D’une rencontre presque de hasard est né ce spectacle en forme de cadeau. C’est à la suite d’une soirée organisée autour des collages de Prévert où étaient réunis Yolande Moreau et Christian Olivier pour dire et chanter des textes du poète, que ces deux-là décident de poursuivre l’aventure. Et voilà ce spectacle magnifique qui permet de réentendre la poésie drue, évidente, tendre, acide parfois, du grand poète Jacques Prévert et d’en dessiner un portrait en relief. Des phrases s’égrènent, aphorismes cocasses, savoureux (« J’aime bien mieux tes lèvres que mes livres ».. .), des images défilent de l’homme au mégot accroché au coin des lèvres… Les instruments de musique ont pris place sur la scène. Le spectacle peut commencer.

Arrangements musicaux

Parfaitement composé, le choix des textes est à l’image de la richesse de l’œuvre, textes connus (Le tendre et dangereux visage de l’amour) ou moins connus (sur Dieu, par exemple), chansons immortelles, textes surréalistes, ou engagés, à la flamme humaniste (Le petit bruit de l’œuf dur) qui trouvent une résonance actuelle : « On peut quand même pas tout leur prendre aux pauvres ». Christian Olivier, membre fondateur du groupe des Têtes Raides, a mis des textes en musique, signé des arrangements (certains nouveaux, comme pour Je suis comme je suis). Il chante de sa voix grave et chaude, seul ou en duo avec la comédienne, qui interprète des chansons ou dit des textes. Son interprétation de Adrien est vertigineuse : «Adrien fais pas la mauvaise tête, reviens… je t’aimais bien » et de faire naître un sentiment étrange et inquiétant, renouant avec son accent et appuyant, trainant sur les voyelles. Une présence unique.
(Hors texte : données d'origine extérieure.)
PR #9188, opened 2020-03-05
Actions for main#index

dmarcoux:
Before with actions and generic links all over the page.
before

Now, the actions are in their own menu and generic links in the existing menu where we already have `Profile` and other links. The icons don't have a color anymore as more colors didn't fit well on a dark background. The menu with generic links is also available to anonymous users whenever links make sense for such users (like `All Projects` or `Status Monitor`). The button for the actions menu is hidden whenever it's empty or for anonymous users. Depending on the role of the user, the actions and the generic links will vary to follow the user's permissions.

------
Actions
Large devices:
actions

Small devices:
actions-small

-----

Generic menu
Large devices:
menu

Small devices:
menu-small

### DIFF
--- a/src/api/app/assets/javascripts/webui/responsive_ux.js
+++ b/src/api/app/assets/javascripts/webui/responsive_ux.js
@@ -3,14 +3,27 @@ $(function () {
     $('a[data-toggle="offcanvas"]').toggleClass('active');
     $('.offcanvas-collapse').toggleClass('open');
     $('.watchlist-collapse').removeClass('open');
+    $('.actions-collapse').removeClass('open');
     $('a[data-toggle="watchlist"]').removeClass('active');
+    $('a[data-toggle="actions"]').removeClass('active');
   });
 
   $('[data-toggle="watchlist"]').on('click', function () {
     $('a[data-toggle="watchlist"]').toggleClass('active');
     $('.watchlist-collapse').toggleClass('open');
     $('.offcanvas-collapse').removeClass('open');
+    $('.actions-collapse').removeClass('open');
     $('a[data-toggle="offcanvas"]').removeClass('active');
+    $('a[data-toggle="actions"]').removeClass('active');
+  });
+
+  $('[data-toggle="actions"]').on('click', function () {
+    $('a[data-toggle="actions"]').toggleClass('active');
+    $('.actions-collapse').toggleClass('open');
+    $('.offcanvas-collapse').removeClass('open');
+    $('.watchlist-collapse').removeClass('open');
+    $('a[data-toggle="offcanvas"]').removeClass('active');
+    $('a[data-toggle="watchlist"]').removeClass('active');
   });
 
   $('.access-modal').on('show.bs.modal', function () {
--- a/src/api/app/views/layouts/webui/responsive_ux/_bottom_navigation.html.haml
+++ b/src/api/app/views/layouts/webui/responsive_ux/_bottom_navigation.html.haml
@@ -15,17 +15,17 @@
             .badge.badge-primary.align-text-top= tasks
           %br
           .small Tasks
-      %li.nav-item.border-left.border-gray-500
-        = link_to('javascript:void(0)', class: 'nav-link text-light p-1', alt: 'Menu', data: { toggle: 'offcanvas' }) do
-          %i.fas.fa-bars.fa-lg
-          %br
-          .small Menu
     - else
       - unless kerberos_mode? || !can_sign_up?
         %li.nav-item.border-right.border-gray-500
           = sign_up_link(css_class: 'nav-link text-light p-1')
       %li.nav-item
         = log_in_link(css_class: 'nav-link text-light p-1')
+    %li.nav-item.border-left.border-gray-500
+      = link_to('javascript:void(0)', class: 'nav-link text-light p-1', alt: 'Menu', data: { toggle: 'offcanvas' }) do
+        %i.fas.fa-bars.fa-lg
+        %br
+        .small Menu
 
 - if User.session
   = render partial: "layouts/#{responsive_namespace}/watchlist"
--- a/src/api/app/views/layouts/webui/responsive_ux/_bottom_navigation.html.haml
+++ b/src/api/app/views/layouts/webui/responsive_ux/_bottom_navigation.html.haml
@@ -15,6 +15,12 @@
             .badge.badge-primary.align-text-top= tasks
           %br
           .small Tasks
+      - if content_for?(:actions)
+        %li.nav-item.border-left.border-gray-500
+          = link_to('javascript:void(0)', class: 'nav-link text-light p-1', alt: 'Actions', data: { toggle: 'actions' }) do
+            %i.fas.fa-ellipsis-v.fa-lg
+            %br
+            .small Actions
     - else
       - unless kerberos_mode? || !can_sign_up?
         %li.nav-item.border-right.border-gray-500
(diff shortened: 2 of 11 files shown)


dmarcoux:
[Contextual Links](https://trello.com/c/bLctMUJL/1336-contextual-links)

src/api/app/views/layouts/webui/responsive_ux/_user_navigation.html.haml
```diff
@@ -17,6 +17,23 @@
...
+        %i.fas.fa-list.fa-lg.mr-2
+        All Projects
+    %li.nav-item
+      = link_to(new_project_path, class: 'nav-link') do
+        %i.fas.fa-plus-square.fa-lg.mr-2
+        Create Project
+    %li.nav-item
+      = link_to(image_templates_path, class: 'nav-link') do
+        %i.fas.fa-compact-disc.fa-lg.mr-2
+        New Image
```
hennevogel: Create Project and New Image sound like "actions" to me.

src/api/app/assets/javascripts/webui/responsive_ux.js
```diff
@@ -3,14 +3,27 @@ $(function () {
...
   $('[data-toggle="watchlist"]').on('click', function () {
     $('a[data-toggle="watchlist"]').toggleClass('active');
     $('.watchlist-collapse').toggleClass('open');
     $('.offcanvas-collapse').removeClass('open');
+    $('.contextual-actions-collapse').removeClass('open');
     $('a[data-toggle="offcanvas"]').removeClass('active');
+    $('a[data-toggle="contextual-actions"]').removeClass('active');
+  });
+
+  $('[data-toggle="contextual-actions"]').on('click', function () {
```
dmarcoux: I'm on the fence if I should DRY this or not. What do you think?

danidoni: Go for it!

src/api/app/views/layouts/webui/responsive_ux/_navigation.html.haml
```diff
@@ -14,12 +14,18 @@
             %i.fas.fa-tasks.fa-lg
             - if tasks.positive?
               %span.badge.badge-primary.align-text-top= tasks
-        .toggler{ data: { toggle: 'offcanvas' } }
-          = image_tag_for(User.session, size: 40, custom_class: 'rounded-circle bg-light')
+        - if content_for?(:contextual_actions)
+          .toggler
+            = link_to('javascript:void(0)', class: 'nav-link text-light', alt: 'Contextual Actions', data: { toggle: 'contextual-actions' }) do
+              %i.fas.fa-th.fa-lg
```
saraycp: What about using `ellipsis-v` instead? I think nowadays most of the people is used to the three dots icon to find extra actions on the current element. It would look like:

3dots

src/api/app/views/layouts/webui/responsive_ux/_bottom_navigation.html.haml
```diff
@@ -11,15 +11,19 @@
           %i.fas.fa-tasks.fa-lg
           - if tasks.positive?
             .badge.badge-primary.align-text-top= tasks
-      %li.nav-item.border-left.border-gray-500
-        = link_to('javascript:void(0)', class: 'nav-link text-light', alt: 'Menu', data: { toggle: 'offcanvas' }) do
-          %i.fas.fa-bars.fa-lg
+      - if content_for?(:contextual_actions)
+        %li.nav-item.border-left.border-gray-500
+          = link_to('javascript:void(0)', class: 'nav-link text-light', alt: 'Contextual Actions', data: { toggle: 'contextual-actions' }) do
+            %i.fas.fa-th.fa-lg
```
saraycp: What about using `ellipsis-v` instead? I think nowadays most of the people is used to the three dots icon to find extra actions on the current element. It would look like:

3dots

dmarcoux: Good idea, I've changed the icon for both navigation (small and large devices).

src/api/app/views/webui/main/_contextual_actions.html.haml
```diff
@@ -0,0 +1,18 @@
+- content_for :contextual_actions do
```
hennevogel: I don't think they are in context of the main page only. Those should just always be there no?

hennevogel: Thinking about it... How about

- move `Configuration` to the avatar menu, it's a place not an action
- show `New Image` only in the `Project` actions (would probably imply to move away from branching later)
- show `Create Status Message` in the main page actions (if you're an Admin)
- move `Create Project` to the `Configuration` actions. Creating top level projects is only possible for admins anyway...

dmarcoux: >     * move `Configuration` to the avatar menu, it's a place not an action

I agree.

>     * show `New Image` only in the `Project` actions (would probably imply to move away from branching images later)

Alright, this will be done in a following PR for project#show (it's the next in line).

>     * show `Create Status Message` in the main page actions

This is already the case, so nothing has to change for this.

>     * move `Create Project` to the `Configuration` actions. Creating top level projects is only possible for admins anyway...

Users can create projects which aren't top level as its explained with this message above the form on the page:

`All users have a homes project by default. Yours is home:user_1, and you can also create sub projects inside. New projects outside of your home project can get requested via email.`

With this in mind, I would keep `Create Project` on the main page actions.

hennevogel: sorry for the back and forth...

dmarcoux: No worries, please have another look.

dmarcoux:
I've rebased on master to follow the changes from @saraycp's PR and the screenshots have been updated.

src/api/app/views/layouts/webui/responsive_ux/_nobody_navigation.html.haml
```diff
@@ -1,2 +1,22 @@
-= sign_up_link(css_class: 'nav-link text-light text-center p-1 toggler')
-= log_in_link(css_class: 'nav-link text-light text-center p-1 toggler')
+.toggler
+  = sign_up_link(css_class: 'nav-link text-light text-center p-1')
+.toggler
+  = log_in_link(css_class: 'nav-link text-light text-center p-1')
+.toggler
+  = link_to('javascript:void(0)', class: 'nav-link text-light', alt: 'Generic Links', data: { toggle: 'offcanvas' }) do
+    %i.fas.fa-user-circle.fa-2x
```
saraycp: Sorry, I didn't realized before this icon was added when nobody is logged in.
Why don't we use a "hamburguer" menu icon instead? It's content is not related to a user at all, as we can see in this image:
Screenshot_2020-03-10 Open Build Service

saraycp: In fact, I would say that when logged in, the gravatar should be replaced by the "hamburger" menu also. Since it contains links like "Status Monitor" and not only user-related things. But it can be done in another PR.

dmarcoux: I agree! I'll do it now :)

dmarcoux: So it's okay to address those 2 changes in a separate PR?

saraycp: sure!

Voyage au cœur d’une œuvre

Le grand plateau de la Salle Renaud-Barrault est entièrement habité par l’esprit du poète. L’humaniste Prévert est là, comme l’anticléricaliste, et l’anarchiste n’est pas oublié. Jeux de mots, histoires de rien, bouts de vie dérisoires, tout se mêle dans ce spectacle fluide, riche, généreux et libre comme l’était celui qui l’a inspiré et qu’il fait rudement bon entendre aujourd’hui. Le trio de musiciens est impeccable : Serge Begout à la guitare, Pierre Payan aux cuivres, clavier, à la scie musicale et pour les bruitages, et Scott Taylor à l’accordéon, aux cuivres et percussions. Yolande Moreau et Christian Olivier forment un duo fraternel et humain, chanteurs d’hier et d’aujourd’hui qui donnent des Feuilles mortes une interprétation bouleversante. Ils saluent l’assistance sur « Compagnons des mauvais jours, je vous souhaite une bonne nuit… Dormez/ Rêvez/ Moi je m’en vais ». Et de s’en aller, nous laissant les rêves d’un poète.

 

Prévert                            * * * *

Théâtre du Rond-Point, 2 bis avenue Franklin D. Roosevelt, Paris 8e. Tél. 01 44 95 98 21. www.theatredurondpoint.fr Jusqu’au 10 février.

Tournée : Epinal le 19 mars, Lons-le-Saunier le 20 mars, Nevers le 21 mars, Caluire les 22 et 23 mars, Chenove le 3 avril, Bourg-en-Bresse les 4 et 5 avril, Portes-les-Valence le 23 mai, Grasse les 24 et 25 mai.